If you mean by the Mormon example, take people who are out of work and set up special programs for them to receive compensation for work, I guess yes if the government wants to invest in the programs. Back in the New Deal days we had the wpa and the ccc.

It seems to me there is a lot of environmental clean up and people help projects that could soak up a lot of labor. Of course nothing ultimately will work if you don't get a handle on population growth and start reversing some of our budget priorities.
Ataal
Well, I was actually born and raised in Utah(mormon mecca). I lived next door to a family that had seven children, the father died and the mother had been a "home-maker" with no professional skills. I remember watching a van pull up in their driveway, a freezer was installed in her garage and I watched several months worth of meat and vegetables being unloaded into the freezer. They put her through some job training, and she was required to help can tomatoes. I thought it was an awesome display of human decency.

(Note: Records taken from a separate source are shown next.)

PR #309, opened 2023-03-08
sercices: allow to set links_tpl

jrcastro2:
* closes https://github.com/inveniosoftware/invenio-app-rdm/issues/2125

### DIFF
--- a/invenio_requests/services/requests/results.py
+++ b/invenio_requests/services/requests/results.py
@@ -57,6 +57,11 @@ class RequestItem(RecordItem):
         """Get links for this result item."""
         return self._links_tpl.expand(self._identity, self._request)
 
+    @links.setter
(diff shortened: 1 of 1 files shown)


invenio_requests/services/requests/results.py
```diff
@@ -57,6 +57,11 @@ def links(self):
         """Get links for this result item."""
         return self._links_tpl.expand(self._identity, self._request)
 
+    @links.setter
+    def links_tpl(self, links):
```
ppanero, line 61: minor: change the parameter name to `links_tpl` to make sure it is a template and not a dict, and avoid issues with subsequent calls to `links` (would fail to expand a dict)
```suggestion
    def links_tpl(self, links_tpl):
```

ppanero (approved):

PR #311, opened 2023-03-27
assets: add generic search components

kpsherva:
* refactor overridable components
* add contrib components: status labels, type labels
* closes https://github.com/inveniosoftware/invenio-app-rdm/issues/2075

Now, let me tell you a different story. My uncle lived accross the street from a woman who had eleven children, which came from a total of five fathers. None of the fathers had ever lived in that house as far as my uncle could ever tell. She was on state welfare. My uncle had made a comment at church one day about her, and apparently she was a very controversial subject at that church. They started helping her when she had her third child, she refused to work at any of the places they offered to her, and she just kept getting pregnant over and over again by many different men. Now, I'm sure that the church didn't approve of all the out of marriage sex, but their real beef was that she was acting extremely irresponsibly by not working, having more and more children she can't afford to take care of, and basically just taking advantage of the church. The rest of their members pay their 10% tithing to help the 'real' needy. So, they cut her off, and she headed straight for the unemployment and welfare offices. That's where she's been ever since. Apparently there are more loopholes in the welfare system than many tend to admit to.

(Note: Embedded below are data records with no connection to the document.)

PR #312, opened 2023-04-06
resolvers: use record-based resolvers and proxies

slint:
:heart: Thank you for your contribution!

### Description

Please describe briefly your pull request.

### Checklist

Ticks in all boxes and 🟢 on all GitHub actions status checks are required to merge:

- [ ] I'm aware of the [code of conduct](https://inveniordm.docs.cern.ch/contribute/code-of-conduct/).
- [ ] I've created [logical separate commits](https://inveniordm.docs.cern.ch/develop/best-practices/commits/#commits) and followed the [commit message format](https://inveniordm.docs.cern.ch/develop/best-practices/commits/#commit-message).
- [ ] I've added relevant test cases.
- [ ] I've added relevant documentation.
- [ ] I've marked [translation strings](https://inveniordm.docs.cern.ch/develop/best-practices/i18n/) (for relevant code).
- [ ] I've followed the [CSS/JS](https://inveniordm.docs.cern.ch/develop/best-practices/css-js/) and [React](https://inveniordm.docs.cern.ch/develop/best-practices/react/) guidelines (for relevant code).
- [ ] I've followed the [web accessibility](https://inveniordm.docs.cern.ch/develop/best-practices/accessibility/) guidelines (for relevant code).
- [ ] I've followed the [user interface](https://inveniordm.docs.cern.ch/develop/best-practices/ui/) guidelines (for relevant code).
- [ ] I've identified the [copyright holder(s)](https://inveniordm.docs.cern.ch/contribute/copyright-policy/) and updated copyright headers for touched files (>15 lines contributions).
- [ ] I've NOT included third-party code (copy/pasted source code or new dependencies).

**Third-party code**

If you've added [third-party code (copy/pasted or new dependencies)](https://inveniordm.docs.cern.ch/develop/best-practices/commits/#third-party-codedependencies), please reach out to an [architect](https://github.com/orgs/inveniosoftware/teams/architects/members).

**Reminder**

By using GitHub, you have already agreed to the [GitHub’s Terms of Service](https://help.github.com/articles/github-terms-of-service/#6-contributions-under-repository-license) including that:

1. You license your contribution under the same terms as the current repository’s license.
2. You agree that you have the right to license your contribution under the current repository’s license.

### DIFF
--- a/invenio_requests/resolvers/requests.py
+++ b/invenio_requests/resolvers/requests.py
@@ -13,8 +13,9 @@ from invenio_records_resources.references.entity_resolvers import (
     RecordPKProxy,
     RecordResolver,
 )
+
 from ..records.api import Request, RequestEvent
-from ..services import RequestsServiceConfig, RequestEventsServiceConfig
+from ..services import RequestEventsServiceConfig, RequestsServiceConfig
 
 
 class RequestResolver(RecordResolver):
@@ -26,7 +27,6 @@ class RequestResolver(RecordResolver):
         """Initialize the default record resolver."""
         super().__init__(
             record_cls=Request,
-            # TODO: The request service is not reegistered in the service registry
             service_id=RequestsServiceConfig.service_id,
             type_key=self.type_id,
             proxy_cls=RecordPKProxy,
@@ -34,8 +34,7 @@ class RequestResolver(RecordResolver):
 
     def _reference_entity(self, entity):
         """Create a reference dict for the given request."""
-        id_ = entity.number if entity.number is not None else entity.id
-        return {"request": str(id_)}
+        return {self.type_key: str(entity.id)}
 
 
 class RequestEventResolver(RecordResolver):
@@ -47,7 +46,6 @@ class RequestEventResolver(RecordResolver):
         """Initialize the default record resolver."""
         super().__init__(
             record_cls=RequestEvent,
-            # TODO: The request service is not reegistered in the service registry
             service_id=RequestEventsServiceConfig.service_id,
             type_key=self.type_id,
             proxy_cls=RecordPKProxy,
--- a/invenio_requests/resolvers/requests.py
+++ b/invenio_requests/resolvers/requests.py
@@ -10,49 +10,49 @@
 """Resolver and proxy for requests."""
 
 from invenio_records_resources.references.entity_resolvers import (
-    EntityProxy,
-    EntityResolver,
+    RecordPKProxy,
+    RecordResolver,
 )
-from sqlalchemy.exc import StatementError
-from sqlalchemy.orm.exc import NoResultFound
-
-from ..records.api import Request
+from ..records.api import Request, RequestEvent
+from ..services import RequestsServiceConfig, RequestEventsServiceConfig
 
 
-class RequestProxy(EntityProxy):
-    """Resolver proxy for a Request entity."""
-
-    def _resolve(self):
-        """Resolve the Request from the proxy's reference dict."""
-        request_id = self._parse_ref_dict_id()
-        try:
-            return Request.get_record(request_id)
-        except StatementError as exc:
-            raise NoResultFound() from exc
-
-    def get_need(self):
-        """Return None since Needs are not applicable to requests."""
-        return None
-
-
-class RequestResolver(EntityResolver):
+class RequestResolver(RecordResolver):
     """Resolver for requests."""
 
     type_id = "request"
 
-    def matches_entity(self, entity):
-        """Check if the entity is a request."""
-        return isinstance(entity, Request)
+    def __init__(self):
+        """Initialize the default record resolver."""
+        super().__init__(
+            record_cls=Request,
+            # TODO: The request service is not reegistered in the service registry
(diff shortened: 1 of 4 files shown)


ntarocco (approved):

invenio_requests/resolvers/requests.py
```diff
@@ -10,49 +10,78 @@
...
+        )
 
     def _reference_entity(self, entity):
         """Create a reference dict for the given request."""
-        id_ = entity.number if entity.number is not None else entity.id
-        return {"request": str(id_)}
+        return {self.type_key: str(entity.id)}
+
+
+class RequestResultItemResolver(ResultItemResolver):
```
slint, line 62: minor: regarding the final usage of the `ResultItemResolver`, could we get away with not "pre-createing" these classes? Theoretically one can just initialize these as `ResultItemResolver(service_id="request")` and get away with it.

slint (commented):
LGTM, minor comment on if it's necessary to pre-create the `ResultItemResolver`-based classes.

invenio_requests/resolvers/requests.py
```diff
@@ -10,49 +10,49 @@
...
-        request_id = self._parse_ref_dict_id()
-        try:
-            return Request.get_record(request_id)
-        except StatementError as exc:
-            raise NoResultFound() from exc
+    def __init__(self):
+        """Initialize the default record resolver."""
+        super().__init__(
+            record_cls=Request,
+            # TODO: The request service is not reegistered in the service registry
```
slint, line 30: minor: We have to address this one first before merging. The solution is to do the classic [`Blueprint.record_once`](https://github.com/inveniosoftware/invenio-communities/blob/b9c21a7905ddef3a23ed0c24c75f711cca6af65d/invenio_communities/views/api.py#L16-L38) dance with the registry, for the requests and request events services

rekt-hard: just found it here:
https://github.com/inveniosoftware/invenio-requests/blob/45ca623c16d4ab2b81a4a7df26141123ac1edd60/invenio_requests/views/__init__.py#L19-L32

it's also setup here: https://github.com/inveniosoftware/invenio-requests/blob/45ca623c16d4ab2b81a4a7df26141123ac1edd60/setup.cfg#L52-L58

Could move it to `views/api.py` to be consistent with `invenio-communities`. Otherwise would just remove the TODO.

invenio_requests/resolvers/requests.py
```diff
@@ -10,49 +10,47 @@
...
-    def get_need(self):
-        """Return None since Needs are not applicable to requests."""
-        return None
+    def _reference_entity(self, entity):
+        """Create a reference dict for the given request."""
+        return {self.type_key: str(entity.id)}
 
 
-class RequestResolver(EntityResolver):
+class RequestEventResolver(RecordResolver):
```
kpsherva, line 40: if I remember correctly, this was not used anywhere until now, and renaming has no consequences we should mitigate elsewhere in the code?

invenio_requests/resolvers/requests.py
```diff
@@ -10,49 +10,47 @@
...
+            type_key=self.type_id,
+            proxy_cls=RecordPKProxy,
+        )
 
-    def get_need(self):
-        """Return None since Needs are not applicable to requests."""
-        return None
+    def _reference_entity(self, entity):
+        """Create a reference dict for the given request."""
+        return {self.type_key: str(entity.id)}
```
slint, line 37:
```suggestion
        id_ = entity.number if entity.number is not None else entity.id
        return {"request": str(id_)}
```

minor: this is the old behaviour for referencing a `Request`, though for some reason, I've never seen a reference dict it like this in practice in our instances... I would keep it maybe just for backwards compatibility.

invenio_requests/resolvers/requests.py
slint: (the diff renders a bit funny in this PR) It's not renamed, the original `RequestResolver` is still there. This just adds a resolver for `RequestEvent`s.

The change is that we change the base class to `RecordResolver` which minimized how many methods have to be overridden.

invenio_requests/resolvers/requests.py
slint: Yup, you're right I missed it completely... Ok, that explains actually why this worked without having a `service_id` in the service config. In that case I think you can remove the `service_id="requests"` and `service_id="request-evens"` parameters from the registration calls.

invenio_requests/resolvers/requests.py
rekt-hard: @kpsherva @ntarocco @zzacharo had a quick meeting about this. We did not find any reference in a quick search.
Additionally, the issue is with the `entity.number` being just a counter, starting from 1. When trying to resolve something like this (i.e. `"request": 4`), the record class will not be able to do so, since it is expecting a UUID value.

slint: Ok, that makes a lot of sense now. I thought there was some sort of `Request.number.resolve(...)` in place. In that case, we leave it as is :)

Now, as far as using it on a nation-wide scale. Well, it's hard to say. The mormon welfare system is unique, it's not just about helping people through hard times, it has a lot to do with helping the people in your community, your neighbor that was in the same kindergarten class you were in, the lady down the street that you've seen in church every sunday for the past 10+ years. And somehow the mormon faith is tied into it. I think it works well for them, and maybe we can take "parts" of the system and integrate them into our national welfare system, but I don't think it scales well in it's present form.